• [TRY IT]: Take the data below and filter it for lines containing the word "VoletiRam"; show each line found.

··· EXERCISE MATERIALS

PR #474, opened 2025-11-14
String intern redo.

allenss-amazon:
This is a replacement for PR https://github.com/valkey-io/valkey-search/pull/460 Please see that PR for the history.

### DIFF
--- a/src/indexes/text/textinfocmd.cc
+++ b/src/indexes/text/textinfocmd.cc
@@ -93,18 +93,20 @@ absl::Status IndexSchema::TextInfoCmd(ValkeyModuleCtx* ctx,
     VMSDK_RETURN_IF_ERROR(vmsdk::ParseParamValue(itr, word));
     auto wi = index_schema->GetTextIndexSchema()
                   ->GetTextIndex()
-                  ->prefix_.GetWordIterator(word);
+                  ->GetPrefix()
+                  .GetWordIterator(word);
     bool with_keys = itr.PopIfNextIgnoreCase("WITHKEYS");
     bool with_positions = itr.PopIfNextIgnoreCase("WITHPOSITIONS");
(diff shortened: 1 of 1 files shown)


integration/test_fulltext.py
```diff
@@ -105,7 +105,10 @@ def validate_fulltext_search(client: Valkey):
         assert len(result) == 1
         assert result[0] == 0  # Number of documents found
     # Perform a wild card prefix operation with multiple matches
+    print(client.execute_command("FT._DEBUG textinfo products prefix ", "grea", "withkeys"))
```
VoletiRam, line 108: Can we assert the response of `FT._DEBUG textinfo` with an expected outcome? 

I think it is good to have tests verifying all the 3 textinfo variants.

src/commands/ft_debug.cc
```diff
@@ -131,6 +133,123 @@ absl::Status ControlledCmd(ValkeyModuleCtx *ctx, vmsdk::ArgsIterator &itr) {
...
+  }
+  //
+  // Put the stats into the log
+  //
+  VMSDK_LOG(NOTICE, ctx) << "<<<< Start InternStringPool Stats >>>>>";
+  VMSDK_LOG(NOTICE, ctx) << "Inline Total: " << stats.inline_total_stats_;
+  VMSDK_LOG(NOTICE, ctx) << "OutOfLine Total: "
+                         << stats.out_of_line_total_stats_;
+  VMSDK_LOG(NOTICE, ctx) << "ByRefCount Buckets: "
+                         << stats.by_ref_stats_.size();
```
VoletiRam, line 229: Wondering the need for these log lines as we get the command response with the same information.

allenss-amazon: It is redundant, but having a record might be useful.

PR #479, opened 2025-11-17
Add support for checking ACL key prefix permissions using the new Valkey module API.

eifrah-aws:
This change introduces a new function `AclValkeyCheckPermissions` that leverages Valkey's native ACL infrastructure to verify user permissions for key prefixes. It uses the new `ValkeyModule_ACLCheckKeyPrefixPermissions` API when available, falling back to the legacy `Call(ACL,...)` approach for older Valkey versions. 

Additionally, the build script is updated to properly detect and use the configured build tool (make or ninja) for CMake integration.

Areas touched:

* ACL permission checking: Added fast-path permission validation using ValkeyModule_ACLCheckKeyPrefixPermissions
* Build system: Improved build tool detection logic in build.sh
* Managed pointers: Added UniqueValkeyModuleUser for automatic ValkeyModuleUser cleanup
* Header reorganization: Fixed include paths in commands.h

** Generated by CodeLite. **

### DIFF
--- a/src/acl.cc
+++ b/src/acl.cc
@@ -188,6 +188,15 @@ absl::string_view CallReplyStringToStringView(ValkeyModuleCallReply *r) {
   return {r_c_str, l};
 }
 
+absl::string_view KeyAccessToStringView(acl::KeyAccess ka) {
+  switch (ka) {
+    case acl::KeyAccess::kWrite:
+      return kWriteCategory;
+    case acl::KeyAccess::kRead:
+      return kReadCategory;
+  }
+}
+
 /*
 The ACL rules provided by the Valkey Server ACL GETUSER command, are a list of
 rules contain commands and key patterns, which describe if the commands can run
@@ -195,7 +204,6 @@ against the key patterns. We only need the key patterns that the corresponding
 commands matches our module commands.
 */
 std::vector<absl::string_view> GetKeysWithAllowedCommands(
-    const absl::flat_hash_set<absl::string_view> &module_allowed_cmds,
     const std::vector<acl::ValkeyAclGetUserReplyView> &acl_views) {
   std::vector<absl::string_view> keys;
   for (const auto &acl_view : acl_views) {
@@ -279,6 +287,10 @@ void GetAclViewFromCallReplyImpl(
   }
 }
 
+bool IsKeyPrefixCheckSupported() {
+  return ValkeyModule_ACLCheckKeyPrefixPermissions != nullptr;
+}
+
 }  // namespace
 
 absl::StatusOr<std::vector<acl::ValkeyAclGetUserReplyView>>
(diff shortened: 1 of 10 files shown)


src/acl.cc
```diff
@@ -292,13 +293,92 @@ GetAclViewFromCallReply(ValkeyModuleCallReply *reply) {
...
+  }
+
+  // Convert "module_allowed_cmds" into `VALKEYMODULE_CMD_KEY*` bits.
+  unsigned int flags{0};
+  for (const auto &s : module_allowed_cmds) {
+    if (absl::EqualsIgnoreCase(kReadCategory, s)) {
+      flags |= VALKEYMODULE_CMD_KEY_ACCESS;
+    } else if (absl::EqualsIgnoreCase(kWriteCategory, s)) {
+      flags |= VALKEYMODULE_CMD_KEY_INSERT;
+    }
```
allenss-amazon: This seems like overkill, won't it always be ACCESS? I'd argue that at a minimum we shouldn't be recomputing this on every every call -- it's really constant in the code.

src/acl.cc
```diff
@@ -292,13 +293,92 @@ GetAclViewFromCallReply(ValkeyModuleCallReply *reply) {
...
+      ValkeyModule_GetModuleUserFromUserName(valkey_username.get()));
+
+  // We allow the user to execute command only if the user has permissions for
+  // ALL of the prefixes of the index
+  for (const auto &prefix : module_prefixes) {
+    if (ValkeyModule_ACLCheckKeyPrefixPermissions(
+            module_user.get(), prefix.c_str(), prefix.length(), flags) !=
+        VALKEYMODULE_OK) {
+      return absl::PermissionDeniedError(
+          "The user doesn't have a permission to execute a command");
```
allenss-amazon: Wrong text. If the user didn't have permission for the command, this would already have been handled by Valkeycore. Here it's the keyspace that's being denied.

src/acl.cc
```diff
@@ -292,13 +293,92 @@ GetAclViewFromCallReply(ValkeyModuleCallReply *reply) {
...
+    }
+  }
+  return absl::OkStatus();
+}
+
 absl::Status AclPrefixCheck(
     ValkeyModuleCtx *ctx,
     const absl::flat_hash_set<absl::string_view> &module_allowed_cmds,
```
allenss-amazon: Let's fix this to be a constant.

src/acl.cc
eifrah-aws: The current code passes a `absl::flat_hash_map` (which it needs since it deals with strings). I kept that logic for backward compatibility. Let's talk about this offline.

src/acl.cc
eifrah-aws: Not my first wording choice as well, HOWEVER, this is the error message that the module returns ATM - changing this will mean breaking existing tests and maybe user code...

see [here](https://github.com/valkey-io/valkey-search/blob/main/src/acl.cc#L314) and [here](https://github.com/valkey-io/valkey-search/blob/main/src/acl.cc#L322)

src/acl.cc
eifrah-aws: The current code requires the strings (`@read`, `@write`) I will need to check that this can be done without breaking the existing flow, otherwise, I will create an overloaded version for `AclPrefixCheck` that accepts constants.

src/acl.cc
eifrah-aws: fixed

src/acl.cc
eifrah-aws: fixed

······

• [REPLY TO THE TASK]:
VoletiRam, line 108: Can we assert the response of `FT._DEBUG textinfo` with an expected outcome? 
VoletiRam, line 229: Wondering the need for these log lines as we get the command response with the same information.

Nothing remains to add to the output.